# cast net repair?



## martinsconstruction (May 27, 2009)

anyone know someone for cast net repair that doesnt take a year to get it fixed?


----------



## Redfish (Nov 9, 2007)

If you are in the navarre area call Bobby Burns he as been doing custom nets for A Long Time, Not sure of he's # off the top of my head But you can call me tomorrow at the Shop 939-9885 Dwayne


----------



## Hard Core (Sep 24, 2008)

Over here..we take our nets to Morgan at Fishermans Discount on Hwy 98 east of Foley. Quick service and decent prices.



Ronnie


----------



## saltfisher1 (Oct 8, 2007)

> *Incommunicado (6/19/2009)*Over here..we take our nets to Morgan at Fishermans Discount on Hwy 98 east of Foley.

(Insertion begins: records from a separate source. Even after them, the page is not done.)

PR #398, opened 2026-09-12
feat(viewer): authored node explanations in the semantic passport

cilladev:
## Problem and value

The Semantic Passport  for each node shows facts about a node but has nowhere for the author to say what it actually does.  (a short text explanation for maybe non technical people and let the diagram explain itself). This adds an optional explanation text field to nodes in all five diagram types. When a reader clicks a node that has one, an Explain button appears next to Copy link. Clicking it flips the passport to show the explanation; clicking again flips back. The text is stored outside the SVG so exports are unaffected. Diagrams that don't use the field work exactly as before.

## Stability impact

- Impact class: new optional schema field + shared viewer behavior. Changed: `utils.mjs`, `cli.mjs`, all five renderers, `i18n.mjs`, `focus.js`, `template.source.html`, five schemas + regenerated validators.
- Existing behavior preserved: documents without `explanation` render identically. The Explain button is `hidden` and the data block absent when unused. Exports, focus, reach, route probe and pins are untouched.
- No unrelated changes: confirmed. Other diffs are regenerated artifacts.

## Tests run

Base `6db72a9`, head `5aeb586`. Node v22.17.0, Chrome 152.

- `npm test`: 1302 pass, 0 fail.
- Full suite with `ARCHIFY_CHROME`: 1435 pass, 0 fail.
- New `test/passport-explanation.test.mjs`: validates all five types, rejects bad input, prose never in SVG, no block when unused, zh-CN localised.
- New `test/passport-explanation-browser.test.mjs`: flip, focus, position stability, export isolation, Escape.

## Visual evidence

Click Explain:
image

Passport flips:
image

Click  Enter/Space/Esc: Flips back to passport
image

## Generated artifacts

Validators, viewer template, all examples, compare artifact, gallery, README proof and `archify.zip` regenerated. All freshness checks green.


tt-a1i (changes requested):
Authored plain-text explanations are useful for readers who need more context than a node label. Keeping the bounded prose outside SVG and rendering it through textContent is a reasonable implementation. Reviewed current head `5c0f0f9c679817427047b3f4f5f7a080ec6d97bc`; I found a long-content keyboard/viewport issue that the short desktop fixture does not cover.

**Blocking: the explanation opens with its focused Back control outside both the visible face and the viewport.** Using the existing web-app input with a valid 1,190-character, paragraph-separated explanation on `users`, at 320×300 I scrolled Explain into view and physically clicked it. The panel grew from about 214px to 464px high despite the 300px viewport. The explanation face had clientHeight 462, scrollHeight 899 and scrollTop 0; the focused `focus-explanation-back` was around y=936–959, below the face's bottom around y=533 and below the viewport. `openExplanation()` caps growth against the diagram container rather than the available viewport and focuses the bottom action with preventScroll, so a keyboard user receives no visible focus/control after opening the prose.

Keep the explanation bounded by usable viewport space, make all prose scrollable, and keep Back visible/reachable with a visible keyboard focus. A fixed header/footer and scrollable body is one possible fix, not a required redesign. Add a real pointer/keyboard regression with near-limit prose at reflow/short-height size, including closing and restoring focus. Please also check resizing while the explanation is already open; the current inline minHeight persists until close.

Local verification: all 6 explanation tests passed with Node 22 and real Chrome at this head. The separate long-content browser probe above fails the missing scenario. The supplied browser test uses a short two-paragraph desktop case, programmatic click and synthetic Escape; its export assertion inspects SVG markup, not an actual exported PNG. Those checks remain useful, but should not be described as full physical keyboard/export acceptance.

The PR already edits canonical Viewer sources; retain that approach when refreshing onto current dev. Preserve the newer Passport placement work, add the explanation browser suite to the shared browser gate, and regenerate affected outputs/ZIP after the fix. Update the description's older `5aeb586` full-suite evidence with the current-head results or clearly label the reused revision. No change to the optional plain-text scope or schema length limit is requested.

Quick service and decent prices.
> 
> Ronnie


Wheres this place at?...Never seen it before...Whats it next to?


----------



## redshiner1 (Dec 26, 2007)

Hwy 98 - west of Weeks Bay and near the Blue Marlin Restaurant.


----------



## fred (Dec 28, 2008)

Brunson Nets in Foley sells supplies and books for making/repairing your own and used to have a guy who did repairs. I think the guy who did it for them is not doing a lot anymore (based on a conversation I overheardin there a few weeks ago).


----------